I've been using python to experiment with sklearn's BayesianGaussianMixture (and with GaussianMixture, which shows the same issue).

I fit the model with a number of items drawn from a distribution, then tested the model with a held out data set (some from the distribution, some outside it).

Something like:

X_train = ... # 70x321 matrix
X_in = ... # 20x321 matrix of held out data points from X
X_out = ... # 20x321 matrix of data points drawn from a different distribution
model = BayesianGaussianMixture(n_components=1)
model.fit(X_train)
print(model.score_samples(X_in).mean())
print(model.score_samples(X_out).mean())

outputs:

-1334380148.57
-2953544628.45

The score_samples method returns a per-sample log likelihood of the given data, and "in" samples are much more likely than the "out" samples as expected - I'm just wondering why the absolute values are so high?

The documentation for score_samples states "Compute the weighted log probabilities for each sample" - but I'm unclear what the weights are based on.

Do I need to scale my input first? Is my input dimensionality too high? Do I need to do some additional parameter tuning? Or am I just misunderstanding what the method returns?

Dave Challis
  • 3,525
  • 2
  • 37
  • 65

1 Answers1

3

The weights are based on the mixture weights.

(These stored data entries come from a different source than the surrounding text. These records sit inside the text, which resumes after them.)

PR #3601, opened 2021-08-31
Fix non-null connection fields to only return one non-null error

rmosolgo:
This puts the behavior _back_ to how it was in 1.12.10

Also, stop resolving lists when they become dead.

Fixes https://github.com/rmosolgo/graphql-ruby/issues/3504#issuecomment-908825696

### DIFF
--- a/lib/graphql/execution/interpreter/runtime.rb
+++ b/lib/graphql/execution/interpreter/runtime.rb
@@ -10,7 +10,17 @@ module GraphQL
       class Runtime
 
         module GraphQLResult
-          attr_accessor :graphql_dead, :graphql_parent, :graphql_result_name
+          def initialize(result_name, parent_result)
+            @graphql_parent = parent_result
+            @graphql_dead = parent_result && parent_result.graphql_dead
+            @graphql_result_name = result_name
+            # Jump through some hoops to avoid creating this duplicate hash if at all possible.
+            @graphql_metadata = nil
+          end
+
+          attr_accessor :graphql_dead
+          attr_reader :graphql_parent, :graphql_result_name
+
           # Although these are used by only one of the Result classes,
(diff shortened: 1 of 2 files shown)


swalkinshaw:
:shipit: this fixes https://github.com/rmosolgo/graphql-ruby/issues/3504#issuecomment-908825696 🎉

swalkinshaw:
@rmosolgo it still might be worthwhile asking if this is worth "fixing". We had a unit test failing that expected only 1 error, but it's not behaviour we _have_  to preserve. Though I think from the other related issues the spec was ambiguous anyway?

rmosolgo:
I certainly _default_ to preserving previous behaviors, unless there's some reason to change it. I can't think of any reason why fields should keep running after one of them nullifies the parent -- is there one?

swalkinshaw:
No I think this is the best behaviour 👍  it's a bit weird that execution continues, but adding those errors basically leaks that implementation detail?

rmosolgo:
> execution continues

I fixed that, too, here: https://github.com/rmosolgo/graphql-ruby/pull/3601/files#diff-8398a090ccfa07b5ba0482e924606c920a38f2b329ffd1d6246d29e65c9ef6a8R749

So, while lists are running, if one of them causes the result to be dead, then execution of the list stops. It's possible that objects need a similar fix 👀

swalkinshaw:
👏  yeah confirmed that to be the case at least for the test gist we had

rmosolgo:
I didn't think til after merging to run a quick benchmark, fixed up some memory usage in 088ecc71e

Interestinly, `be rake bench:profile_large_result` still shows 40 more bytes of memory after that change, but I can't figure out _where_ when I read the profile 😆 🤷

Do I need to scale my input first?

This is usually not a bad idea but I can't say not knowing more about your data.

Is my input dimensionality too high?

It seems given the amount of data you are fitting it actually is too high. Remember the curse of dimensionality. You have very few rows of data and 312 features, 1:4 ratio; that's not really going to work in practice.

Do I need to do some additional parameter tuning? Or am I just misunderstanding what the method returns?

Your outputs are log-probabilites that are very negative. If you raise e to such a large negative magnitude you get a probability that is very close to zero. Your results actually make sense from that perspective. You may want to check the log-probability in areas where you know there is a higher probability of being in that component. You may also want to check the covariances for each component to make sure you don't have a degenerate solution, which is quite likely given the amount of data and dimensionality in this case. Before any of that, you may want to get more data or see if you can reduce the number of dimensions.

I forgot to mention a rather important point: The output is for the Density so keep that in mind too.

Peter O.
  • 32,158
  • 14
  • 82
  • 96
user264431
  • 31
  • 3